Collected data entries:

= = = =

PR #9079, opened 2026-08-28
Update CodeQL Action

ericspod:
Part of #9058.

### Description
This updates the CodeQL action to get this running again.

### Types of changes

### DIFF
--- a/.github/workflows/codeql-analysis.yml
+++ b/.github/workflows/codeql-analysis.yml
@@ -9,67 +9,95 @@
 # the `language` matrix defined below to confirm you have the correct set of
 # supported CodeQL languages.
 #
-name: "CodeQL"
+name: "CodeQL Advanced"
 
 on:
   push:
-    branches: [ dev, main ]
+    branches: [ "dev" ]
   pull_request:
-    # The branches below must be a subset of the branches above
-    branches: [ dev ]
+    branches: [ "dev" ]
   schedule:
-    - cron: '18 1 * * 0'
+    - cron: '0 2 * * 1'  # 2AM Monday
 
 jobs:
   analyze:
-    name: Analyze
-    runs-on: ubuntu-latest
+    name: Analyze (${{ matrix.language }})
+    # Runner size impacts CodeQL analysis time. To learn more, please see:
+    #   - https://gh.io/recommended-hardware-resources-for-running-codeql
+    #   - https://gh.io/supported-runners-and-hardware-resources
+    #   - https://gh.io/using-larger-runners (GitHub.com only)
+    # Consider using larger runners or machines with greater resources for possible analysis time improvements.
+    runs-on: 'ubuntu-latest'
     permissions:
+      # required for all workflows
+      security-events: write
+
+      # required to fetch internal or private CodeQL packs
+      packages: read
+
+      # only required for workflows in private repositories
       actions: read
       contents: read
-      security-events: write
 
     strategy:
       fail-fast: false
       matrix:
-        language: [ 'cpp', 'python' ]
-        # CodeQL supports [ 'cpp', 'csharp', 'go', 'java', 'javascript', 'python', 'ruby' ]
-        # Learn more about CodeQL language support at https://git.io/codeql-language-support
-
+        include:
+        - language: actions
+          build-mode: none
+        - language: c-cpp
+          build-mode: none
+        - language: python
+          build-mode: none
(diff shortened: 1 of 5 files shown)


garciadias (dismissed):

ericspod:
I've had to make a small fix to dints.py with the arrival of PyTorch 2.14 in PyPI. This creates a deprecation warning we shouldn't ignore now, further removal of deprecated Torchscript components is being worked on in #8777.

ericspod:
Further minor fixes were done.

monai/utils/profiling.py
```diff
@@ -76,7 +76,7 @@ def torch_profiler_time_cpu_gpu(func):
 
     @wraps(func)
     def wrapper(*args, **kwargs):
-        with torch.autograd.profiler.profile(use_cuda=True) as prof:
+        with torch.autograd.profiler.profile() as prof:
```
garciadias, line 79: Removing use_cuda=True disables CUDA event collection, so gpu_time (the sum of evt.self_cuda_time_total on the following lines) will silently evaluate to 0. This decorator's documented purpose is to report both CPU and GPU time, so this is a regression for downstream users running on a GPU. The replacement that preserves the behavior is use_device="cuda" — the option the use_cuda deprecation warning itself points to — and it works on both torch 2.8 and 2.14. Suggest: with torch.autograd.profiler.profile(use_device="cuda") as prof: (the same applies at line 60 in torch_profiler_full).

monai/networks/nets/dints.py
```diff
@@ -36,20 +36,23 @@
 __all__ = ["DiNTS", "TopologyConstruction", "TopologyInstance", "TopologySearch"]
 
 
-@torch.jit.interface
-class CellInterface(torch.nn.Module):
-    """interface for torchscriptable Cell"""
+# TODO: added temporarily for PyTorch 2.14 warnings, remove when factoring out deprecated Torchscript components
+with warnings.catch_warnings():
+    warnings.simplefilter("ignore")
```
garciadias, line 41: warnings.simplefilter("ignore") with no category suppresses every warning raised while these two classes are defined, not just the torch.jit.interface deprecation this is meant to silence. Suggest scoping the filter to the specific warning category and/or message so unrelated import-time warnings are not masked; a targeted filter also makes it clearer when this temporary workaround can be dropped.

.github/workflows/codeql-analysis.yml
```diff
@@ -9,67 +9,110 @@
...
+    - name: Set up Python ${{ env.PYTHON_VER }}
+      if: matrix.language == 'c-cpp' && matrix.build-mode == 'manual'
+      uses: actions/setup-python@v6
+      with:
+        python-version: ${{ env.PYTHON_VER }}
+        cache: 'pip'
 
-    - name: Build
+    - name: Run manual build steps
+      if: matrix.language == 'c-cpp' && matrix.build-mode == 'manual'
```
garciadias, line 103: These manual build steps can never execute: the c-cpp matrix entry sets build-mode: none (line 55), while both this step and the 'Set up Python' step above are guarded by matrix.build-mode == 'manual'. Since build-mode none is the accepted approach here, this is dead code. Suggest removing the 'Set up Python' and 'Run manual build steps' blocks (lines 95-111), together with the now-unused env vars BUILD_MONAI and PIP_EXTRA_INDEX_URL (PYTHON_VER and PYTORCH_VER are only consumed by these dead steps).

garciadias (approved):
Approved. Left three minor suggestions (profiler use_device, dead manual-build steps in the CodeQL workflow, and scoping the dints.py warning filter) — all optional, at your discretion.

monai/networks/nets/dints.py
ericspod: There's no other possible warnings that would be raised here other than jit related ones. No other code is executed to create warnings that we'd want to see, and this is going to be temporary anyhow.

.github/workflows/codeql-analysis.yml
ericspod: This was an attempt to get manual building working, I think we'll need to do this later so I want to leave this here for another round of fixing this script. The reasons why the manual build failed aren't clear but we should first focus on getting CodeQL to not complain in Github about its configuration being incorrect.

ericspod:
Thanks @garciadias I'm going to merge this now but the profile fix I shall put into the weekly build PR that we need to merge soon as well.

= = = =

EXERCISE INSTRUCTIONS –
Return every entry above with nothing altered.

ANSWER AREA –
PR #9079, opened 2026-08-28
Update CodeQL Action

ericspod:
Part of #9058.

### Description
This updates the CodeQL action to get this running again.

### Types of changes

### DIFF
--- a/.github/workflows/codeql-analysis.yml
+++ b/.github/workflows/codeql-analysis.yml
@@ -9,67 +9,95 @@
 # the `language` matrix defined below to confirm you have the correct set of
 # supported CodeQL languages.
 #
-name: "CodeQL"
+name: "CodeQL Advanced"
 
 on:
   push:
-    branches: [ dev, main ]
+    branches: [ "dev" ]
   pull_request:
-    # The branches below must be a subset of the branches above
-    branches: [ dev ]
+    branches: [ "dev" ]
   schedule:
-    - cron: '18 1 * * 0'
+    - cron: '0 2 * * 1'  # 2AM Monday
 
 jobs:
   analyze:
-    name: Analyze
-    runs-on: ubuntu-latest
+    name: Analyze (${{ matrix.language }})
+    # Runner size impacts CodeQL analysis time. To learn more, please see:
+    #   - https://gh.io/recommended-hardware-resources-for-running-codeql
+    #   - https://gh.io/supported-runners-and-hardware-resources
+    #   - https://gh.io/using-larger-runners (GitHub.com only)
+    # Consider using larger runners or machines with greater resources for possible analysis time improvements.
+    runs-on: 'ubuntu-latest'
     permissions:
+      # required for all workflows
+      security-events: write
+
+      # required to fetch internal or private CodeQL packs
+      packages: read
+
+      # only required for workflows in private repositories
       actions: read
       contents: read
-      security-events: write
 
     strategy:
       fail-fast: false
       matrix:
-        language: [ 'cpp', 'python' ]
-        # CodeQL supports [ 'cpp', 'csharp', 'go', 'java', 'javascript', 'python', 'ruby' ]
-        # Learn more about CodeQL language support at https://git.io/codeql-language-support
-
+        include:
+        - language: actions
+          build-mode: none
+        - language: c-cpp
+          build-mode: none
+        - language: python
+          build-mode: none
(diff shortened: 1 of 5 files shown)


garciadias (dismissed):

ericspod:
I've had to make a small fix to dints.py with the arrival of PyTorch 2.14 in PyPI. This creates a deprecation warning we shouldn't ignore now, further removal of deprecated Torchscript components is being worked on in #8777.

ericspod:
Further minor fixes were done.

monai/utils/profiling.py
```diff
@@ -76,7 +76,7 @@ def torch_profiler_time_cpu_gpu(func):
 
     @wraps(func)
     def wrapper(*args, **kwargs):
-        with torch.autograd.profiler.profile(use_cuda=True) as prof:
+        with torch.autograd.profiler.profile() as prof:
```
garciadias, line 79: Removing use_cuda=True disables CUDA event collection, so gpu_time (the sum of evt.self_cuda_time_total on the following lines) will silently evaluate to 0. This decorator's documented purpose is to report both CPU and GPU time, so this is a regression for downstream users running on a GPU. The replacement that preserves the behavior is use_device="cuda" — the option the use_cuda deprecation warning itself points to — and it works on both torch 2.8 and 2.14. Suggest: with torch.autograd.profiler.profile(use_device="cuda") as prof: (the same applies at line 60 in torch_profiler_full).

monai/networks/nets/dints.py
```diff
@@ -36,20 +36,23 @@
 __all__ = ["DiNTS", "TopologyConstruction", "TopologyInstance", "TopologySearch"]
 
 
-@torch.jit.interface
-class CellInterface(torch.nn.Module):
-    """interface for torchscriptable Cell"""
+# TODO: added temporarily for PyTorch 2.14 warnings, remove when factoring out deprecated Torchscript components
+with warnings.catch_warnings():
+    warnings.simplefilter("ignore")
```
garciadias, line 41: warnings.simplefilter("ignore") with no category suppresses every warning raised while these two classes are defined, not just the torch.jit.interface deprecation this is meant to silence. Suggest scoping the filter to the specific warning category and/or message so unrelated import-time warnings are not masked; a targeted filter also makes it clearer when this temporary workaround can be dropped.

.github/workflows/codeql-analysis.yml
```diff
@@ -9,67 +9,110 @@
...
+    - name: Set up Python ${{ env.PYTHON_VER }}
+      if: matrix.language == 'c-cpp' && matrix.build-mode == 'manual'
+      uses: actions/setup-python@v6
+      with:
+        python-version: ${{ env.PYTHON_VER }}
+        cache: 'pip'
 
-    - name: Build
+    - name: Run manual build steps
+      if: matrix.language == 'c-cpp' && matrix.build-mode == 'manual'
```
garciadias, line 103: These manual build steps can never execute: the c-cpp matrix entry sets build-mode: none (line 55), while both this step and the 'Set up Python' step above are guarded by matrix.build-mode == 'manual'. Since build-mode none is the accepted approach here, this is dead code. Suggest removing the 'Set up Python' and 'Run manual build steps' blocks (lines 95-111), together with the now-unused env vars BUILD_MONAI and PIP_EXTRA_INDEX_URL (PYTHON_VER and PYTORCH_VER are only consumed by these dead steps).

garciadias (approved):
Approved. Left three minor suggestions (profiler use_device, dead manual-build steps in the CodeQL workflow, and scoping the dints.py warning filter) — all optional, at your discretion.

monai/networks/nets/dints.py
ericspod: There's no other possible warnings that would be raised here other than jit related ones. No other code is executed to create warnings that we'd want to see, and this is going to be temporary anyhow.

.github/workflows/codeql-analysis.yml
ericspod: This was an attempt to get manual building working, I think we'll need to do this later so I want to leave this here for another round of fixing this script. The reasons why the manual build failed aren't clear but we should first focus on getting CodeQL to not complain in Github about its configuration being incorrect.

ericspod:
Thanks @garciadias I'm going to merge this now but the profile fix I shall put into the weekly build PR that we need to merge soon as well.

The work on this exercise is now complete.